Re: 2013 Gorria Breeding Flock

Lovely!  You have a great start there.  Red is very close IMO (ignoring the barring), but slightly paler belly than we had before, probably more likely to fade.  I have quite a few "faders" in my hens and roos, where the hackles are way darker then the body feathers fade. 

I think your first hen is quite dark and Adonis and gems daughter and the latter 2 are closer to the colour we had in the Gorrias, but the first hens have a deep rich colour all over too so are worthy to go with that roo.

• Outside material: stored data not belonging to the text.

PR #962, opened 2020-03-24
Do not keep context and keeper inside of exec_env

### LINKED ISSUE #947: Do not keep context and keeper inside of exec_env
To prevent the gas issue during Wasm execution. 
For prepare: We simply collect raw data requests to memory. Then save those raw requests later.
For execute: We preemptively load all reports from all validators in memory first.

Benzbeeb:
Fixed #947


chain/x/zoracle/exec_env.go
```diff
@@ -65,19 +86,55 @@ func (env *ExecutionEnvironment) GetValidatorAddress(validatorIndex int64) ([]by
...
+		types.NewRawDataRequest(types.DataSourceID(dataSourceID), calldata),
+	))
+}
+
+func (env *ExecutionEnvironment) LoadAllRawDataReports(
+	ctx sdk.Context,
+	keeper Keeper,
+) sdk.Error {
+
+	tmp := []types.ReportWithValidator{}
```
taobun: No need to append to the slice,  update map in this loop

chain/x/zoracle/exec_env.go
```diff
@@ -88,14 +145,15 @@ func (env *ExecutionEnvironment) GetExternalData(
...
+	rawDataReport, ok := env.rawDataReports[key]
+
+	if !ok {
+		errMsg := fmt.Sprintf("Unable to find raw data report with request ID %d external ID %d from %s\n", int64(env.requestID), externalDataID, validatorAddress.String())
+
+		return nil, 0, errors.New(errMsg)
 	}
-	return rawReport.Data, rawReport.ExitCode, nil
+
+	return rawDataReport.Data, env.rawDataReports[key].ExitCode, nil
```
taobun: Use rawDataReport.ExitCode?

taobun (changes requested):

chain/x/zoracle/exec_env.go
```diff
@@ -65,19 +86,47 @@ func (env *ExecutionEnvironment) GetValidatorAddress(validatorIndex int64) ([]by
...
-) error {
-	return env.keeper.AddNewRawDataRequest(env.ctx, env.requestID, types.ExternalID(externalDataID), types.DataSourceID(dataSourceID), calldata)
+) {
+	env.rawDataRequests = append(env.rawDataRequests, types.NewRawDataRequestWithExternalID(
+		types.ExternalID(externalDataID),
+		types.NewRawDataRequest(types.DataSourceID(dataSourceID), calldata),
+	))
+}
+
+func (env *ExecutionEnvironment) LoadAllRawDataReports(
```
sorawit: Move this to be after `SaveRawDataRequests` and rename to `LoadRawDataReports`

chain/x/zoracle/exec_env.go
```diff
@@ -65,19 +86,47 @@ func (env *ExecutionEnvironment) GetValidatorAddress(validatorIndex int64) ([]by
...
 }
 
 func (env *ExecutionEnvironment) RequestExternalData(
 	dataSourceID int64,
 	externalDataID int64,
 	calldata []byte,
-) error {
-	return env.keeper.AddNewRawDataRequest(env.ctx, env.requestID, types.ExternalID(externalDataID), types.DataSourceID(dataSourceID), calldata)
+) {
+	env.rawDataRequests = append(env.rawDataRequests, types.NewRawDataRequestWithExternalID(
```
sorawit, line 131: Let's make sure there is an upper bound on the slice length. Load max raw data request count into here. Then if the size already exceeds that param, just ignore and not push it to the slice.

sorawit (changes requested):

sorawit:
@taobun @Benzbeeb With this diff, I don't think caching is necessary anymore, right?

chain/x/zoracle/exec_env.go
```diff
@@ -65,19 +111,25 @@ func (env *ExecutionEnvironment) GetValidatorAddress(validatorIndex int64) ([]by
...
 
 func (env *ExecutionEnvironment) RequestExternalData(
 	dataSourceID int64,
 	externalDataID int64,
 	calldata []byte,
-) error {
-	return env.keeper.AddNewRawDataRequest(env.ctx, env.requestID, types.ExternalID(externalDataID), types.DataSourceID(dataSourceID), calldata)
+) {
+	if int64(len(calldata)) <= env.maxCalldataSize {
+		env.rawDataRequests = append(env.rawDataRequests, types.NewRawDataRequestWithExternalID(
```
sorawit: Let make this a no-op when the size of `rawDataRequests` already exceeds max raw data request count, so Wasm cannot flood us with shit tons of raw requests.

sorawit (changes requested):

chain/owasm/resolver.go
```diff
@@ -132,26 +122,13 @@ func (r *resolver) resolveRequestExternalData(vm *exec.VirtualMachine) int64 {
...
 	copy(data, vm.Memory[dataOffset:dataOffset+dataLength])
-	err := r.env.RequestExternalData(dataSourceID, externalDataID, data)
-	if err != nil {
-		return -1
-	}
+	r.env.RequestExternalData(dataSourceID, externalDataID, data)
 	return 0
 }
 
 func (r *resolver) getExternalDataFromCache(externalDataID int64, validatorIndex int64) ([]byte, uint8, error) {
```
taobun: Remove it

taobun (changes requested):

chain/owasm/resolver.go
```diff
@@ -132,34 +122,21 @@ func (r *resolver) resolveRequestExternalData(vm *exec.VirtualMachine) int64 {
...
-	externalData, statusCode, err := r.env.GetExternalData(externalDataID, validatorIndex)
-	r.cachedata = cache{
-		externalDataID: externalDataID,
-		validatorIndex: validatorIndex,
-		data:           externalData,
-		statusCode:     statusCode,
-		err:            err,
-		isActive:       true,
-	}
+// func (r *resolver) getExternalDataFromCache(externalDataID int64, validatorIndex int64) ([]byte, uint8, error) {
```
taobun: Not commend and delete it

taobun (changes requested):

chain/x/zoracle/exec_env.go
```diff
@@ -63,20 +114,18 @@ func (env *ExecutionEnvironment) GetValidatorAddress(validatorIndex int64) ([]by
...
-}
-
 func (env *ExecutionEnvironment) RequestExternalData(
 	dataSourceID int64,
 	externalDataID int64,
 	calldata []byte,
-) error {
-	return env.keeper.AddNewRawDataRequest(env.ctx, env.requestID, types.ExternalID(externalDataID), types.DataSourceID(dataSourceID), calldata)
+) {
+	if int64(len(calldata)) <= env.maxCalldataSize {
```
sorawit: You should ignore only when  `int64(len(calldata)) > env.maxCalldataSize + 1`. That way the function is guarantee to fail down the road.

sorawit: Talk to me if you don't understand what's going on.

sorawit: This does not fix what I comment at all. Do not just click resolve without actually dealing with it.

sorawit (changes requested):

chain/x/zoracle/exec_env.go
```diff
@@ -63,20 +116,18 @@ func (env *ExecutionEnvironment) GetValidatorAddress(validatorIndex int64) ([]by
...
-}
-
 func (env *ExecutionEnvironment) RequestExternalData(
 	dataSourceID int64,
 	externalDataID int64,
 	calldata []byte,
-) error {
-	return env.keeper.AddNewRawDataRequest(env.ctx, env.requestID, types.ExternalID(externalDataID), types.DataSourceID(dataSourceID), calldata)
+) {
+	if int64(len(calldata)) <= env.maxCalldataSize && len(env.rawDataRequests) < int(env.maxDataRequestCount) {
```
sorawit: `int64(len(...)) <= env.maxData...`

sorawit: Also add comment explaining the logic.

sorawit (changes requested):

chain/x/zoracle/exec_env.go
```diff
@@ -63,20 +116,19 @@ func (env *ExecutionEnvironment) GetValidatorAddress(validatorIndex int64) ([]by
...
-}
-
 func (env *ExecutionEnvironment) RequestExternalData(
 	dataSourceID int64,
 	externalDataID int64,
 	calldata []byte,
-) error {
-	return env.keeper.AddNewRawDataRequest(env.ctx, env.requestID, types.ExternalID(externalDataID), types.DataSourceID(dataSourceID), calldata)
+) {
+	// when size of env.rawDataRequests == env.maxRawDataRequest that mean it exceeds the number of request
```
sorawit: // We can safely skip appending rawDataRequests if its size already surpasses maxRawDataRequestCount threshold since it will fail the transaction regardless.

sorawit (changes requested):

chain/x/zoracle/exec_env.go
```diff
@@ -63,20 +116,19 @@ func (env *ExecutionEnvironment) GetValidatorAddress(validatorIndex int64) ([]by
...
-
 func (env *ExecutionEnvironment) RequestExternalData(
 	dataSourceID int64,
 	externalDataID int64,
 	calldata []byte,
-) error {
-	return env.keeper.AddNewRawDataRequest(env.ctx, env.requestID, types.ExternalID(externalDataID), types.DataSourceID(dataSourceID), calldata)
+) {
+	// We can safely skip appending rawDataRequests if its size already surpasses maxRawDataRequestCount threshold since it will fail the transaction regardless.
+	if int64(len(calldata)) <= env.maxCalldataSize && int64(len(env.rawDataRequests)) <= env.maxRawDataRequestCount {
```
sorawit: if `int64(len(calldata)) > env.maxCalldataSize` happens, we should just return -1 back to the requester, I think. Same for when `int64(len(env.rawDataRequests)) >= env.maxRawDataRequestCount`

sorawit (changes requested):

chain/x/zoracle/exec_env.go
```diff
@@ -63,20 +116,20 @@ func (env *ExecutionEnvironment) GetValidatorAddress(validatorIndex int64) ([]by
...
-	return int64(env.keeper.GetParam(env.ctx, KeyMaxCalldataSize))
-}
-
 func (env *ExecutionEnvironment) RequestExternalData(
 	dataSourceID int64,
 	externalDataID int64,
 	calldata []byte,
-) error {
-	return env.keeper.AddNewRawDataRequest(env.ctx, env.requestID, types.ExternalID(externalDataID), types.DataSourceID(dataSourceID), calldata)
+) int64 {
```
sorawit: This should return error to be consistent with other functions (see GetExternalData as example). In `resolver` you return -1 if error is not nil.

sorawit (changes requested):

chain/owasm/mock.go
```diff
@@ -60,7 +60,6 @@ func (m *mockExecutionEnvironment) RequestExternalData(
 	calldata []byte,
 ) error {
 	// TODO: Figure out how to mock this elegantly.
-	fmt.Printf("RequestExternalData: DataSourceID = %d, ExternalDataID = %d\n", dataSourceID, externalDataID)
```
sorawit: Why did we remove this?

sorawit (changes requested):

chain/x/zoracle/exec_env.go
```diff
@@ -87,14 +143,13 @@ func (env *ExecutionEnvironment) GetExternalData(
...
-		validatorAddress,
-	)
-	if err != nil {
-		return nil, 0, err
+	key := string(types.RawDataReportStoreKey(env.requestID, types.ExternalID(externalDataID), validatorAddress))
+
+	rawDataReport, ok := env.rawDataReports[key]
+
+	if !ok {
+		return nil, 0, types.ErrItemNotFound("Unable to find raw data report with request ID (%d) external ID (%d) from (%s)", int64(env.requestID), externalDataID, validatorAddress.String())
```
taobun: Remove int64(...)

chain/x/zoracle/exec_env_test.go
```diff
@@ -182,8 +182,8 @@ func TestRequestExternalData(t *testing.T) {
 
 	env, err := NewExecutionEnvironment(ctx, keeper, 1)
 	require.Nil(t, err)
-	envErr := env.RequestExternalData(1, 42, []byte("prepare32"))
-	require.Nil(t, envErr)
+	env.RequestExternalData(1, 42, []byte("prepare32"))
```
taobun: RequestExternal can fail

taobun (changes requested):

taobun (approved):

sorawit (approved):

They will likely get you more black in the chicks too, but time will tell.

I think your left pullet by the blue feeder is closer to what we had color wise. They were really bright ginger when young, and I think faded almost to a wheaten with red hackles, we were not sure what we had in the hens (due to blue legs) or if it was pure, though the roo was spot on I think looking online at pics since. 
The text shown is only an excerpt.